Large RDMA transfers • Not so different from MPI ? • Need RDMA read and write • Option for fences between transaction • Per transfer network ordering options would be great • Notification both for local completion (can reuse buffer in the case of a write) and global completion
Collectives • Would be nice to not have to reinvent the wheel for multiple, frequently concurrently used program models, e.g. app using SHMEM and MPI • A lower level common interface for frequently used collective operations – barrier, reductions, coalesce (allgather), alltoall • Flat would be better, not have to do special on-node (within a cache coherent) within the SHMEM/PGAS implementation
Active Message Support • Two general types of uses • Lower performance need for RPC-like capabilities implied by some types of operations, e.g. upc_global_alloc • Higher performance needed for PGAS languages implemented using an Active Message paradigm, as well as other active message based program models like Charm++ • API should support sending of requests to pre-initialized queues, for which the target has registered callback functions to process the data sent from initiator. Payload can be restricted to small size ~256 bytes or less. • Initiator of message should get response back that message has arrived, optionally that message has been consumed by callback function • Implementation needs to be able to handle transient network errors, message is delivered once and only once to target • Some applications may require ordering of messages from a given initiator to given target, would be good to be able to specify this at queue initialization. • Flow control is important. • PAMI is a good example of an interface that meets many of these requirements
References • http://www.cs.sandia.gov/Portals/portals4-spec.html • http://openshmem.org/ • http://www.openfabrics.org/downloads/OFWG/ • BM Parallel Environment Runtime Edition Version 1 Release 2: PAMI Programming Guide (SA23-2273-03) • Using the GNI and DMAPP APIs
Portals 4 Spec 2.6.1 The default ordering semantics for Portals messages differ for short and long messages. The threshold between “short” and “long” is defined by two parameters, the maximum write-after-write size (max_waw_ordered_size) and the maximum write-after-read size (max_war_ordered_size).
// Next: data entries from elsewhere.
PR #34196, opened 2024-07-04
Move Nullable from src/app/data-model to lib/support

tcarmelveilleux:
- Nullable.h and associated files (attribute-storage-null-handling.h, NullObject.h) were in src/app and src/app-util, in ways that led to several interesting circular dependencies when attempting to write portable code relying on the Matter complex chip::app::Nullable abstraction.
- This PR moves the portable nullable support to src/lib/support to break some possible dependency cycles between data model and underlying deps.
- Added an "include trap" for previous users of Nullable.h to help facilitate the move.

Testing done:

- Moved unit tests still work, and validated they are correctly run.


src/lib/support/Nullable.h
```diff
@@ -0,0 +1,132 @@
...
+#pragma once
+
+#include <lib/support/MatterScalarNullHandling.h>
+#include <optional>
+#include <type_traits>
+#include <utility>
+
+namespace chip {
+namespace app {
+namespace DataModel {
```
andy31415, line 28: This is the first time we introduce a Datamodel (and app:: as well) into lib/support.

I am unsure how we should approach things here ... I feel uneasy about having app:: and others into lib/support however changing that introduces more blast radius. Could we set up aliases instead in some way?

PR #34206, opened 2024-07-05
[NXP] Add docker image for Zephyr examples

yeaissa:
Adding docker image for Zephyr examples


andy31415 (approved):

integrations/docker/images/stage-2/chip-build-nxp-zephyr/Dockerfile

Both parameters are controlled by the desired and actual arguments of PtlNIInit(). Note that replies and acknowledgments do not require ordering. When one message that stores data (put, atomic) is followed by a message that stores data or retrieves data (put, atomic, get) from the same initiator to the same target and both messages are less than the max_waw_ordered_size in length, a byte from the second message that targets the same offset within the same LE (or ME) as a byte from the first message will perform its access after the byte from the first message. Similarly, when one message that retrieves data (get) is followed by a second message that stores data (put,atomic) from the same initiator to the same target and both messages are less than max_war_ordered_size in length, a byte from the second message that targets the same offset within the same LE (or ME) as a byte from the first message will perform its access after the byte from the first message. The order in which individual bytes of a single message are delivered is always unspecified. The order in which non-overlapping bytes of two different messages is not specified unless the implementation sets the PTL_TOTAL_DATA_ORDERING option in the actual features limits field. When total data ordering is provided and the short message constraints are met, the first message must be entirely delivered before any part of the second message is delivered. Support for the ordering of bytes between messages is an optional feature, since some implementations may be unable to provide such strict ordering semantics.